Peter Neufeld spoke of 63 cases that were studied in which it was estimated that 25 percent of those convicted were represented by incompetent counsel, while 80 percent of those cases involved misidentification resulting in wrongful convictions. Almost one-third of the cases had faulty forensic science, and 21 percent included false confessions.

Peter Neufeld and Barry Scheck are founders of the Innocence Project at Cardozo Law School. They emphasize that there is currently no way to determine whether these startling statistics accurately reflect national trends, but I see them as a cry for action.

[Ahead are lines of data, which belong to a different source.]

PR #454, opened 2023-11-09
React Native 0.73.0 Support

ravindraguptacapgemini:
Fixed issues causing build failure for android on React Native 0.73.0-rc.4


jacobp100 (approved):
LGTM but I think we do have to wait until 0.73 ships before merging, as this will break people on 0.72

janicduplessis:
I think we can publish this as pre-release version. Will have a look in the next few days.

PR #464, opened 2024-01-04
Fix the `pointerEvents` prop on SafeAreaProvider (fixes #432)

### LINKED ISSUE #432: SafeAreaProvider cannot set `pointerEvents` prop
I searched the issues and find one: https://github.com/th3rdwave/react-native-safe-area-context/pull/130

it changes the `SafeAreaView` component so it works fine, but `SafeAreaProvider` stays the same, it doesn't work.

do you mind to take a look at this?

cboar:
## Summary

This PR fixes #432, where the `pointerEvents` prop has no effect when applied to the `SafeAreaProvider`. I share the same use-case as the creator of the issue: I wish to use a `SafeAreaProvider` as part of an overlay, where touch events should be passed to views underneath it, as is expected when setting `pointerEvents="box-none"`.

It seems the behavior described was working until the library was migrated to the new architecture. Here are my findings:
* When running with paper, all props are set via the codegen-created `RNCSafeAreaProviderManagerDelegate#setProperty` method. This method will invoke the appropriate `@ReactProp` setter method defined in its corresponding ViewManager.
* If the `setProperty` method does not include a case to handle a prop, it will not be passed to the ViewManager. Note that react-native _does_ provide cases for most `View` props with the [BaseViewManagerInterface](https://github.com/facebook/react-native/blob/9ba3bc99e496d9e4d246445d63b68b0692b5fcab/packages/react-native/ReactAndroid/src/main/java/com/facebook/react/uimanager/BaseViewManagerInterface.java#L20). However, `pointerEvents` is not included.
* In order to add the case during codegen, I simply add the `pointerEvents` prop to the `NativeProps` specs definition. Unfortunately, because the definition requires a specific format to pass codegen, it also clashes with the inherited `ViewProps`. I add a `@ts-ignore` comment as a workaround.
* Lastly, I update the `SafeAreaProviderManager` to inherit from `ReactViewManager` to handle the newly defined prop.

## Test Plan

As a test, I modified the example app by styling a `SafeAreaProvider` with `StyleSheet.absoluteFill`, and placing a Touchable button underneath/behind the view. When adding `pointerEvents="none"` to the `SafeAreaProvider`, the button can be pressed with this fix. Without this fix, the button cannot be pressed.

### DIFF
--- a/android/src/main/java/com/th3rdwave/safeareacontext/SafeAreaProviderManager.kt
+++ b/android/src/main/java/com/th3rdwave/safeareacontext/SafeAreaProviderManager.kt
@@ -4,28 +4,29 @@ import com.facebook.react.bridge.ReactContext
 import com.facebook.react.module.annotations.ReactModule
 import com.facebook.react.uimanager.ThemedReactContext
 import com.facebook.react.uimanager.UIManagerHelper
-import com.facebook.react.uimanager.ViewGroupManager
 import com.facebook.react.viewmanagers.RNCSafeAreaProviderManagerDelegate
 import com.facebook.react.viewmanagers.RNCSafeAreaProviderManagerInterface
+import com.facebook.react.views.view.ReactViewGroup
+import com.facebook.react.views.view.ReactViewManager
 
 @ReactModule(name = SafeAreaProviderManager.REACT_CLASS)
 class SafeAreaProviderManager :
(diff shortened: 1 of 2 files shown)


jacobp100 (approved):
Makes sense. Thanks!

jacobp100:
@janicduplessis is this ok to merge?

janicduplessis:
Sorry about taking forever to get to this, I wonder if that is something that would be better fixed in RN core. Pointer events should be part of the props that are inherited from View, and it does work on iOS.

To get us started, I have established an ad hoc committee on DNA composed of Peter Neufeld, Prof. James Staars, Prof. William Thompson, assistant solicitor Brent Grey, and public defender Rita Frey. They have met and are attempting to set immediate goals as well as an action plan for the committee. At a minimum, we expect to suggest guidelines on the use of DNA in criminal cases together with further case reviews to determine what went systemically wrong and to suggest corrective measures.

The guidelines and case reviews are only aspirations at this time, but setting up the committee was the big first step. The need is critical now, when at least two states have addressed death penalty moratoriums. In fact, a death penalty moratorium was passed by the Nebraska legislature, but ultimately vetoed by the governor. In contrast, Governor George Ryan of Illinois recently ordered a moratorium, noting that 13 death penalty convictions in that state were reversed since 1977. Understandably, the governor said the system was, "fraught with error."

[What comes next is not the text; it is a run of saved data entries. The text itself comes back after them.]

PR #473, opened 2024-02-22
fix: fixes for new arch on RN 74

WoLewicki:
## Summary

This PR aligns the code with newest version of `yoga` in RN `0.74.0-rc.0`.  Made with huge help from @piaskowyk

### DIFF
--- a/.github/workflows/android.yml
+++ b/.github/workflows/android.yml
@@ -41,8 +41,8 @@ jobs:
       - name: Install example app dependencies
         run: yarn install
         working-directory: example
-      - name: Build android example app
-        run: ./gradlew assembleDebug
+      - name: Build android example app with new arch disabled
+        run: ./gradlew assembleDebug -PnewArchEnabled=false
         working-directory: example/android
   android-build-fabric:
     runs-on: ubuntu-latest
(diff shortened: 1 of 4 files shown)


jacobp100:
Thanks for this! What does this do for older versions? Will they break?

WoLewicki:
On new arch it will for sure. On paper I think those files are not compiled so it should not.

jacobp100:
I think last time we published this as a pre-release, and then waited until it fully drops to publish in full

@janicduplessis

janicduplessis:
Yes, we can do pre-release, I'm fine breaking back compat for new arch still.

WoLewicki:
So let's do it please, it will help with testing it in other libs which use SAC 🚀

janicduplessis (approved):

janicduplessis:
Looks like this will cause issues even with new arch disabled. The ci build on android fails with old arch and rn 0.73. We will need to find a way to make this backwards compatible. Maybe we can just not compile those classes with some preprocessor macros when on old arch.

WoLewicki:
Yeah, it seems not right that you are trying to compile shadow nodes on old arch.

WoLewicki:
Ok it seems that you are building new arch in both flows now: https://github.com/th3rdwave/react-native-safe-area-context/blob/c9b729343e8e2a73b723a76bae6319b97b121cc6/example/android/gradle.properties#L37 😄

PR #474, opened 2024-02-28
Fix no rendered content on CarPlay

### LINKED ISSUE #135: SafeAreaProvider doesn't render content  if the app is launched from CarPlay
If the app is launched from carplay, the insets here will be null which cause SafeAreaProvider doesn't render content
https://github.com/th3rdwave/react-native-safe-area-context/blob/b1824ef84d78a44e91cd156a29abe3da243eee94/src/SafeAreaContext.tsx#L78

tommynordli:
## Summary

When having the app opened on CarPlay only, there are no safe area insets, resulting in the provider just returning `null`. Just returning the children instead does the trick. This should fix #135

### DIFF
--- a/src/SafeAreaContext.tsx
+++ b/src/SafeAreaContext.tsx
@@ -100,7 +100,7 @@ export function SafeAreaProvider({
             {children}
           </SafeAreaInsetsContext.Provider>
         </SafeAreaFrameContext.Provider>
-      ) : null}
+      ) : children}
     </NativeSafeAreaProvider>
   );
 }


tommynordli:
I didn't spend too much time digging into it so I'm not sure exactly why, but I don't think safearea insets on CaPlay aren't really neccessary as it's mostly template based. This only happens when launching the app from CarPlay with the app closed on the device btw, not if the app is initialized on the phone first.

jacobp100:
We can't merge this change because it'll cause excessive renders. If you figure out why the insets aren't getting set, we can look at merging something that fixes that issue

janicduplessis:
Yea, we need to keep the current behaviour of rendering null until we receive the first inset events. Is there a way to know it is carplay from JS? Or we could manually send an insets event with 0 insets if carplay from native code.

jacobp100:
Closing - if you find the root cause, feel free to ping me or open a new PR

mefjuu:
@janicduplessis Have you managed to obtain the flag while JS bundle is running in carplay?

jacobp100:
@mefjuu nobody is working on this. Feel free to take it on if you wish

PR #479, opened 2024-03-13
update build.gradle to fix #478

### LINKED ISSUE #478: Add support for react native 0.73 which uses android gradle version of 8.1.1 which comes pre bundled with react native
We get following error when compiling this library for react native 0.73+ versions : 

```
The project is using an incompatible version (AGP 8.1.1) of the Android Gradle plugin. Latest supported version is AGP 7.3.1
```

In your build.gradle file , remove the version u are using and let the project pick the version that uses your library. will raise a PR for this

nateshmbhat:
## Summary

This removes the hardcoded gradle plugin version (7.3.1) so that it uses the gradle plugin from the root project that uses this library.

## Test Plan
Just include this library in a react native app that uses 0.73+ version of react native and run the app

### DIFF
--- a/android/build.gradle
+++ b/android/build.gradle
@@ -8,7 +8,7 @@ buildscript {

In Florida, where I practice, 18 individuals have been freed from death row, either because of trial error or evidence indicating that the wrong person was convicted. Despite these alarming numbers, Florida-by a one vote majority-passed legislation that makes major changes in death cases that include setting five years as the goal for cases from trial to execution, reducing filing deadlines, and providing retaliatory action against lawyers not following the restrictions imposed by the legislation.

Most recently, the ABA expressed its concern with this legislation, which may jeopardize the constitutionality of Florida's capital punishment system on due process and fundamental fairness grounds. ABA President William Paul characterized certain sections of this new act that attempt to "rigidly circumscribe what counsel can and cannot do in the course of representation" as being in violation of ABA policy that supports competent, qualified, and conflict-free counsel in postconviction proceedings.

The importance of our ad hoc committee, in light of the statistics and the legislation just passed in Florida, cannot be overemphasized. This is not a question of abolition, but one of common sense. The miscarriages of justice described by Neufeld's statistics will not change until our lawmakers recognize that a competent attorney-appropriately compensated-is mandatory in death penalty cases.

The February 11, 2000, editorial in USA Today read: "It's no surprise that concern about the death penalty is rising, The system's multiple flaws from prosecutorial misconduct to defense incompetence to perjury and plain old error grow more obvious with each passing reprieve."

I believe it is time-and our professional duty-to come to grips with this system that fails so often and so miserably. Improvement is surely necessary. Our efforts, through the committee, begin the search for a cure. n

Bruce M. Lyons is chair of the Criminal Justice Section and a partner with Lyons & Sanders, Chartered, in Ft. Lauderdale, Florida.